Directions:
Determine how many lines of the data include the word "string", and write only that number.

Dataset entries

++++

PR #73, opened 2024-01-26
Adds sql injection prevention

JWittmeyer:
- https://github.com/code-kern-ai/refinery-submodule-model/pull/73
- https://github.com/code-kern-ai/gates-gateway/pull/45
- https://github.com/code-kern-ai/cognition-gateway/pull/35
- https://github.com/code-kern-ai/refinery-gateway/pull/189

Includes sql injection prevention for all model files

For the session [handling PR](https://github.com/code-kern-ai/refinery-gateway/pull/188) the submodules where already exchanged to test with an attack vector.

______________________________
possible extension (not in this PR)
- optimize prevent method to get any input type to work easier with list, dicts etc.
- maybe add prevention earlier (e.g. in middleware?)
- maybe use a different prevention method (e.g. prepared statements)
- generated selects from db values (e.g. attribute names) might cause issues in edgecases and should also be sanitized.

### DIFF
--- a/business_objects/export.py
+++ b/business_objects/export.py
@@ -5,12 +5,18 @@ from .. import enums
 from ..business_objects.payload import get_base_query_valid_labels_manual
 from ..models import Attribute
 from . import user_session
+from ..util import prevent_sql_injection
 
 OUTSIDE_CONSTANT = "OUTSIDE"
+
 
 def build_full_record_sql_export(
     project_id: str, attributes: List[Attribute], user_session_id: str
 ) -> str:
+    project_id = prevent_sql_injection(project_id, isinstance(project_id, str))
+    user_session_id = prevent_sql_injection(
+        user_session_id, isinstance(user_session_id, str)
+    )
     select_part: str = ""
     for att in attributes:
         if select_part != "":
@@ -29,7 +35,7 @@ def build_full_record_sql_export(
 
     if select_add:
         select_part += ",\n" + select_add
-    return get_final_sql(
+    return __get_final_sql(
         project_id,
         select_part,
         classification_part,
@@ -72,7 +78,7 @@ def __build_user_session_part(project_id: str, user_session_id: str) -> Tuple[st
 
 
 def __build_classification_part(project_id: str) -> Tuple[str, str]:
-    classification_case = get_case_classification(project_id)
+    classification_case = __get_case_classification(project_id)
     if not classification_case:
         return "", ""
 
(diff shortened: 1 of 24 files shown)


business_objects/tokenization.py
```diff
@@ -79,9 +81,14 @@ def get_doc_bin_progress(project_id: str) -> str:
 def get_doc_bin_table_to_json(
     project_id: str, missing_columns: str, record_ids: List[str] = None
 ) -> Any:
+    project_id = prevent_sql_injection(project_id, isinstance(project_id, str))
```
LennartSchmidtKern, line 84: If we follow an approach of sanitizing input possible given by users, we should here maybe also sanitize the missing_columns because the value can be set by users through attribute naming

business_objects/record.py
```diff
@@ -194,6 +207,10 @@ def update_bytes_of_record_tokenized(
 
 
 def update_columns_of_tokenized_records(rt_ids: str, attribute_name: str) -> None:
+    # rt_ids = prevent_sql_injection(rt_ids, isinstance(rt_ids, str)) # excluded since prepared with ()
```
LennartSchmidtKern: How does the preperation with "()" avoid something like "(" + "'1' OR '1'='1') AND ('2'='2'" + ")"

JWittmeyer: maybe misleading comment. this isn't relevant as the rt_ids string is prepared beforehand. (in refinery-tokenizer)
image

the base assumtion on which the prevent method works is that it's a value not a full sql string or similar. So maybe as comment
`excluded since already prepared beforehand`

business_objects/tokenization.py
JWittmeyer: collected from database & prepared beforehand. Added comment as indicator

business_objects/labeling_access_link.py
```diff
@@ -72,6 +73,7 @@ def get_all_by_type_and_external_id(
 
 
 def __get_add_ids_data_slice(project_id: str, slice_id: str) -> List[str]:
```
LennartSchmidtKern, line 75: I think slice_id must also be sanitized as it can come from a query mutate

business_objects/export.py
```diff
@@ -29,7 +35,7 @@ def build_full_record_sql_export(
 
     if select_add:
         select_part += ",\n" + select_add
-    return get_final_sql(
+    return __get_final_sql(
```
LennartSchmidtKern, line 38: Such big sql assembly functions with lot of private functions seem to be hard to control. On first view, it seems to be ok by only sanitzing the project_id on the outer level here. I think we have also to consider the intermediate processing of user controllable values. For example: 1. query could select some labeling task and second query uses the labelink task name as variable in f string. Then we would still need to sanitze the column name I would assume.

business_objects/labeling_access_link.py
JWittmeyer: 100% agree, changed

business_objects/export.py
JWittmeyer: understandable, ill put it under further extensions in the PR.
I think the most common case for that is the attributes name as it is the only one that is used in queries directly (not select but as access). (Used e.g. in the database as the json value selection in postgres needs the name)

LennartSchmidtKern (approved):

++++

Your solution:
3